PR #340, opened 2024-03-29
Check cli vs server versions

### LINKED ISSUE #197: CLI self update
We should have a way to:
- notify the users if `golem-cli` needs to be updated
- possibly automate the update process

The check should not just look for the latest version, it should check the version of the Golem servers it is connecting to, and ensure we have the same version of the CLI tooling.

jupposessho:
Checks the server versions against the cli version and show a warning when the server is newer.

Resolves #197

### DIFF
--- a/golem-cli/src/clients/health_check.rs
+++ b/golem-cli/src/clients/health_check.rs
@@ -1,0 +1,40 @@
+// Copyright 2024 Golem Cloud
+//
+// Licensed under the Apache License, Version 2.0 (the "License");
+// you may not use this file except in compliance with the License.
+// You may obtain a copy of the License at
+//
+//     http://www.apache.org/licenses/LICENSE-2.0
+//
+// Unless required by applicable law or agreed to in writing, software
+// distributed under the License is distributed on an "AS IS" BASIS,
+// WITHOUT WARRANTIES OR CONDITIONS OF ANY KIND, either express or implied.
+// See the License for the specific language governing permissions and
+// limitations under the License.
+
+use async_trait::async_trait;
+use golem_client::model::VersionInfo;
+use tracing::debug;
+
+use crate::model::GolemError;
+
+#[async_trait]
+pub trait HealthCheckClient {
+    async fn version(&self) -> Result<VersionInfo, GolemError>;
+}
+
+#[derive(Clone)]
+pub struct HealthCheckClientLive<C: golem_client::api::HealthCheckClient + Sync + Send> {
+    pub client: C,
+}
+
+#[async_trait]
+impl<C: golem_client::api::HealthCheckClient + Sync + Send> HealthCheckClient
+    for HealthCheckClientLive<C>
+{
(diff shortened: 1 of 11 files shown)


golem-cli/src/main.rs
```diff
@@ -187,6 +189,32 @@ async fn async_main(cmd: GolemCommand) -> Result<(), Box<dyn std::error::Error>>
...
+        worker_client: health_check_client_for_worker,
+    };
+
+    let yellow = "\x1b[33m";
+    let reset_color = "\x1b[0m";
+
+    let version_check = update_srv.check().await;
+
+    if let Err(err) = version_check {
+        println!("{}{}{}", yellow, err.0, reset_color)
```
vigoo, line 215:
```suggestion
        eprintln!("{}{}{}", yellow, err.0, reset_color)
```

should use stderr, because stdout can be used programmatically

golem-cli/src/clients/health_check.rs
```diff
@@ -0,0 +1,40 @@
...
+pub struct HealthCheckClientLive<C: golem_client::api::HealthCheckClient + Sync + Send> {
+    pub client: C,
+}
+
+#[async_trait]
+impl<C: golem_client::api::HealthCheckClient + Sync + Send> HealthCheckClient
+    for HealthCheckClientLive<C>
+{
+    async fn version(&self) -> Result<VersionInfo, GolemError> {
+        info!("Getting version from health check");
```
vigoo, line 36:
```suggestion
        debug!("Getting server version");
```

vigoo (changes requested):
Two small requests otherwise good

vigoo:
Using the stderr will also fix the failing integration tests

vigoo:
And before we merge we should see if the "released" versions 
- built by CI for a tag and published to docker
- output of `cargo make build-release` if the current git head is pointing to a tag

are returning the proper version from the health endpoint and not `0.0.0`. I think this is not the case yet, but probably only requires something in the `Makefile.toml`.

golem-cli/src/main.rs
jupposessho: done, thanks!

golem-cli/src/clients/health_check.rs
jupposessho: done, thanks!

golem-cli/src/version.rs
```diff
@@ -0,0 +1,156 @@
...
+
+const VERSION: &str = env!("CARGO_PKG_VERSION");
+
+#[async_trait]
+pub trait VersionHandler {
+    async fn check(&self) -> Result<GolemResult, GolemError>;
+}
+
+pub struct VersionHandlerLive<
+    T: HealthCheckClient + Send + Sync + Send + Sync,
```
afsalthaj, line 29: Two `Send`s

jupposessho: fixed, thanks!

vigoo (approved):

Work request: Find and copy each line of the material that holds the word "under".

Expected answer:
+// Licensed under the Apache License, Version 2.0 (the "License");
+// distributed under the License is distributed on an "AS IS" BASIS,
+// limitations under the License.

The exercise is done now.